A cet élément relatif au roman familial, il nous faut ajouter l’abandon vécu par l’enfant. Dans notre culture où l’adoption s’inscrit, non pas dans une circulation des enfants, mais dans une rupture de filiation, l’enfant est abandonné avant d’être adopté. Cet abandon peut être vécu par l’enfant comme une véritable blessure. Cette blessure peut d’abord avoir un effet sur la construction et l’organisation de sa vie psychique. La qualité des premières relations structurantes entre l’enfant et sa mère ou entourage maternant peut s’avérer avoir été déficitaire. Nous mettons l’accent sur l’inscription manquante de l’enfant dans une filiation qui ne parvient pas à se construire, sur le déficit également d’identifications précoces, d’étayage maternel, de ‘’contrat narcissique’’ anticipé par les parents avant même la conception de l’enfant, sur le déficit encore de l’ensemble des fonctions de holding, handing permettant à l’enfant de structurer son psychisme. A cela, s’ajoute l’abandon dont l’enfant pourra se sentir responsable lui-même, culpabilisé de n’avoir pas été assez bon et digne d’être aimé pour être gardé par ses premiers parents ; il pourra en rendre responsables ses parents d’adoption qui alors l’auraient volé à ses géniteurs.

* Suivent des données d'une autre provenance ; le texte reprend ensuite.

PR #2681, opened 2025-09-10
Added schema migration API and integrated existing UI

ARADDCC002:


backend/src/services/schemaMigration.ts
```diff
@@ -0,0 +1,36 @@
...
+import { Forbidden } from '../utils/error.js'
+import { handleDuplicateKeys } from '../utils/mongo.js'
+
+export async function createSchemaMigrationPlan(
+  user: UserInterface,
+  schemaMigration: Partial<SchemaMigrationInterface>,
+) {
+  const schemaMigrationDoc = new SchemaMigration(schemaMigration)
+
+  const auth = await authorisation.schemaMigration(user, schemaMigrationDoc, SchemaAction.Create)
```
PE39806, line 14:
```suggestion
  const auth = await authorisation.schemaMigration(user, schemaMigrationDoc, SchemaMigrationAction.Create)
```

backend/src/routes/v2/schema/getSchemaMigration.ts
```diff
@@ -0,0 +1,55 @@
...
+
+export const getSchemaMigrationsSchema = z.object({
+  params: z.object({
+    name: z.string().optional().openapi({ example: 'My Schema Migration' }),
+  }),
+})
+
+registerPath({
+  method: 'get',
+  path: '/api/v2/schema-migrations',
```
PE39806, line 20:
```suggestion
  path: '/api/v2/schema-migration',
```
Filename is singular, and `POST` endpoint is also singular.

backend/src/routes/v2/schema/getSchemaMigration.ts
```diff
@@ -0,0 +1,55 @@
...
+
+import { AuditInfo } from '../../../connectors/audit/Base.js'
+import audit from '../../../connectors/audit/index.js'
+import { SchemaMigrationInterface } from '../../../models/SchemaMigration.js'
+import { searchSchemaMigrations } from '../../../services/schemaMigration.js'
+import { registerPath, schemaMigrationInterfaceSchema } from '../../../services/specification.js'
+import { parse } from '../../../utils/validate.js'
+
+export const getSchemaMigrationsSchema = z.object({
+  params: z.object({
```
PE39806, line 13: This could be `query` rather than `params` but I'm open to either.

frontend/types/types.ts
```diff
@@ -652,3 +652,18 @@ export interface QuestionMigration {
...
+
+export interface CombinedSchema {
+  schema: SchemaInterface
+  splitSchema: SplitSchemaNoRender
+}
+
+export interface SchemaMigrationInterface {
+  name: string
+  description?: string
+  questionMigrationss: QuestionMigration[]
```
PE39806, line 664:
```suggestion
  questionMigrations: QuestionMigration[]
```

frontend/src/schemas/SchemaMigrationList.tsx
```diff
@@ -0,0 +1,71 @@
...
+            return { key: migration.name, ...migration }
+          })}
+          emptyListText={'No schema migration plans available'}
+          sortingProperties={[
+            { value: 'createdAt', title: 'Date uploaded', iconKind: 'date' },
+            { value: 'updatedAt', title: 'Date updated', iconKind: 'date' },
+          ]}
+          searchPlaceholderText='Search by name'
+          defaultSortProperty='createdAt'
+          searchFilterProperty='name'
```
PE39806, line 64: This might become slow if a system ends up with many migrations. Can we filter in the backend instead?

ARADDCC002: Unfortunately due to how the component works, it can only do client-side filtering, as it takes an existing array of data. Thankfully, I don't see the list being big enough anyway.

JR40159 (changes requested):

backend/src/routes/v2/schema/getSchemaMigrations.ts
```diff
@@ -0,0 +1,55 @@
...
+    },
+  },
+})
+
+interface GetSchemaMigrationsResponse {
+  schemaMigrations: SchemaMigrationInterface[]
+}
+
+export const getSchemaMigrations = [
+  bodyParser.json(),
```
JR40159, line 43: No longer needed

backend/src/routes/v2/schema/postSchemaMigration.ts
```diff
@@ -0,0 +1,70 @@
...
+    },
+  },
+})
+
+interface PostSchemaMigrationPlanResponse {
+  schemaMigration: SchemaMigrationInterface
+}
+
+export const postSchemaMigration = [
+  bodyParser.json(),
```
JR40159, line 58: No longer needed

JR40159 (changes requested):

JR40159 (approved):

PR #2691, opened 2025-09-15
added queing logic

ARADDCC002:


backend/src/services/mirroredModel/mirroredModel.ts
```diff
@@ -383,19 +386,9 @@ export async function uploadReleaseFiles(
...
-          modelId: model.id,
-          releaseSemver: release.semver,
-          fileId: file.id,
-          mirroredModelId,
-        },
-        'Error when uploading Release File to S3.',
-      )
-    }
+      ),
+    )
```
PE39806, line 390: The `try/catch` functionality can be reinstated by utilising `queue.add(...).catch((error) => {log.error(...)}`. This would allow safe error reporting in an async manner.

backend/src/services/mirroredModel/mirroredModel.ts
```diff
@@ -483,7 +477,9 @@ async function addReleaseToTarball(
   }
 
   // Fire-and-forget upload of artefacts so that the endpoint is able to return without awaiting lots of uploads
-  uploadReleaseFiles(user, model, release, files, mirroredModelId)
+  log.debug({ semver: release.semver }, 'Adding files to be exported to queue')
+  await uploadReleaseFiles(user, model, release, files, mirroredModelId, queue)
+  log.debug({ semver: release.semver }, 'Finished adding files to be exported to queue')
   uploadReleaseImages(user, model, release, mirroredModelId)
```
PE39806, line 483: Could images also utilise a queue? Likely the same one as the bottleneck is the s3 upload.

PR #706, opened 2019-07-30
Let end-to-end tests run in-cluster

yfei1:
This commit change service.portType from LoadBalancer to ClusterIP to keep CI from wasting time in creating Load Balancers. It also updates the end-to-end config in `cluster.go` file such that we can still have the end-to-end in-cluster tests running in the CI. Since we are using unique namespace per CI run, and `rest.InClusterConfig` does not know the namespace of the service it lives in, I have a workaround in the `e2e-job.yaml` that pass in the namespace of the current release to the e2e job such that `cluster.go` can get the namespace from [here](https://github.com/googleforgames/open-match/blob/e6d470a6f0e6b5ed0f10649e45660d909c2dfbd5/internal/testing/e2e/cluster.go#L183).


internal/testing/e2e/cluster.go
```diff
@@ -170,35 +166,20 @@ func fileExists(name string) bool {
...
-	if !fileExists(kubeconfig) && fileExists(kubeconfigFromEnv) {
-		kubeconfig = kubeconfigFromEnv
-	}
-	config, err := clientcmd.BuildConfigFromFlags("", kubeconfig)
+func createZygote(m *testing.M) (OM, error) {
+	// creates the in-cluster config
+	kubeconfig, err := rest.InClusterConfig()
 	if err != nil {
-		return nil, errors.Wrapf(err, "building Kubernetes config from flags %s failed", kubeconfig)
+		panic(err.Error())
```
sawagh: log.Fatalf?

internal/testing/e2e/cluster.go
```diff
@@ -170,35 +166,20 @@ func fileExists(name string) bool {
...
 }
 
-func newClusterOM(kubeconfig string, kubeconfigFromEnv string, namespace string) (*clusterOM, error) {
-	if !fileExists(kubeconfig) && fileExists(kubeconfigFromEnv) {
-		kubeconfig = kubeconfigFromEnv
-	}
-	config, err := clientcmd.BuildConfigFromFlags("", kubeconfig)
+func createZygote(m *testing.M) (OM, error) {
+	// creates the in-cluster config
+	kubeconfig, err := rest.InClusterConfig()
```
sawagh: For my understanding - can we simplify this to in cluster config because now we are already in context of the created CI cluster?

install/helm/open-match/subcharts/open-match-test/templates/e2e-job.yaml
```diff
@@ -0,0 +1,46 @@
...
+  annotations: {{- include "openmatch.chartmeta" . | nindent 4 }}
+  labels:
+    app: {{ template "openmatch.name" . }}
+    component: e2e-job
+    release: {{ .Release.Name }}
+spec:
+  selector:
+    app: {{ template "openmatch.name" . }}
+    component: e2e-job
+  # Specifies the number of retries before marking this job failed. Defaults to 6
```
sawagh: 6? or 3?

install/helm/open-match/subcharts/open-match-test/templates/stress-master.yaml
```diff
@@ -26,7 +26,7 @@ spec:
   selector:
     app: {{ template "openmatch.name" . }}
     component: locust-master
-  type: {{ .Values.stresstest.portType }}
+  type: {{ coalesce .Values.global.kubernetes.service.portType .Values.stresstest.portType }}
```
sawagh: so value specified in stresstest will trump the global default (if sepcified?)

install/helm/open-match/values.yaml
```diff
@@ -19,35 +19,35 @@
...
   httpPort: 51500
-  portType: LoadBalancer
+  portType: ClusterIP
   replicas: 3
   image: openmatch-swaggerui
 mmlogic: &mmlogic
   hostName: om-mmlogic
   grpcPort: 50503
   httpPort: 51503
-  portType: LoadBalancer
```
sawagh: in the Helm chart documentation, did we specify how to actually switch between these port types? I do see folks needing the LB type in their E2E and would prefer not requiring the understanding of Helm chart / subchart value coalescing to achieve that.

install/helm/open-match/subcharts/open-match-test/templates/e2e-job.yaml
yfei1: Oh I mean default is 6 if we don't specify the number of retries at here

internal/testing/e2e/cluster.go
yfei1: I am using the in cluster config by calling `rest.InClusterConfig()`.

install/helm/open-match/subcharts/open-match-test/templates/stress-master.yaml
yfei1: `coalesce` mean pick the first value that is not empty, so value specified in stresstest will be overrided if we have `.Values.global.kubernetes.service.portType` being set.

install/helm/open-match/values.yaml
yfei1: Yup, #713 already covered this part.

PR #708, opened 2019-07-31
Makefile bug fixes

yfei1:
This commit does the following things:
1. Fixed the selectors in `make proxy-xxx` commands
2. Fixed the hostname of the match function defined in `internal/testing/e2e/cluster.go` file
3. `make install-ci-chart` does not support end to end test with matchfunction and evaluator yet so disable the customize components for now
4. Let CI pushes the base-build image to the gcr repo since the in-cluster end-to-end test needs contexts in that image to run.

### DIFF
--- a/Makefile
+++ b/Makefile
@@ -282,7 +282,7 @@ build-stress-test-images: build-stress-frontend-image
 
 # Include all-protos here so that all dependencies are guaranteed to be downloaded after the base image is created.
 # This is important so that the repository does not have any mutations while building individual images.
-build-base-build-image: docker all-protos
+build-base-build-image: docker $(ALL_PROTOS)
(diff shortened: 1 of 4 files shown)


Makefile
```diff
@@ -282,8 +282,8 @@ build-stress-test-images: build-stress-frontend-image
 
 # Include all-protos here so that all dependencies are guaranteed to be downloaded after the base image is created.
 # This is important so that the repository does not have any mutations while building individual images.
-build-base-build-image: docker $(ALL_PROTOS)
-	docker build -f Dockerfile.base-build -t open-match-base-build .
+build-base-build-image: docker all-protos
```
Laremere: $(ALL_PROTOS) should be correct.  Is there a problem with it?

PR #705, opened 2019-07-30
Refactor ci-reap-cluster to ci-reap-namespaces

yfei1:
This commit together with #701 removes the `Test: Create Cluster` step from cloudbuild to speed up CI. ci-reaper is now responsible for deleting staled namespaces to make sure resources in a broken build will be freed

PR #701, opened 2019-07-29
Let CI runs in one cluster under unique namespaces

yfei1:

PR #709, opened 2019-07-31
Reflects IAM role changes in terraform config

yfei1:
1. Rename Cluster Reaper to a more general name - CI Reaper.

Le troisième élément que nous souhaitons mettre en lumière est celui relatif à la manière dont ont été construits et vécus par lui l’abandon et l’adoption. Nous savons la violence des séparations et des rencontres non préparées, ce que M. BERGER nomme «l’aspect traumatique de l’adoption » 9 . Enfin, le quatrième point est celui relatif au réel du corps, à la filiation biologique. Le corps est de chair ; il est la permanence dans le temps et ce qui fait que je suis au monde. Il assure la « mêmeté » 10 du soi, nous dit. P. RICOEUR, comme si le fait de connaître ceux qui ont donné le corps réassurait l’identité de celui qui cherche. Cette dimension physique de la filiation est également importante dans son contenu imaginaire, et dans ce qu’elle induit comme fantasme d’identité spéculaire et de totalité fusionnelle. Cette fantasmatique corporelle établit une distinction forte entre l’enfant adopté et l’enfant qui ne l’a pas été, donnant un éclairage particulier au roman familial, puisque les parents d’origine, imaginés, ont un corps de chair que l’enfant pourra peut-être un jour rencontrer. Cette notion de ‘’corporéité’’ prend alors une dimension paradoxale pour les parents adoptants. Cette histoire de corps, de filiation biologique, d’enfant par le sang, participe, dans la littérature populaire de l’adoption, d’une forme de ‘’des-estimation’’, presque disqualification. La notion de ‘’deuil de l’enfant biologique’’ est passée dans le vocabulaire des adoptants, et de certains professionnels comme le ‘’sésame ouvre-toi’’ de la disponibilité nécessaire à l’obtention de l’agrément et à la réussite de l’adoption. Cela peut être effectivement un indicateur si nous comprenons bien quel sens a le biologique comme garantissant imaginairement la reproduction du même. Ainsi, les adoptants après avoir plus ou moins renoncé et relativisé cette dimension de la filiation doivent la re-qualifier comme élément majeur quand leur enfant demandera peut-être à savoir qui les a mis au monde. Leur capacité à répondre à la demande de leur enfant sera vraisemblablement en rapport avec leur propre disponibilité à se dégager eux-mêmes du besoin de reproduction du même, tout en reconnaissant et acceptant que ce besoin existe chez leurs enfants, besoin ravivé par la perte des repères originaires et l’abandon.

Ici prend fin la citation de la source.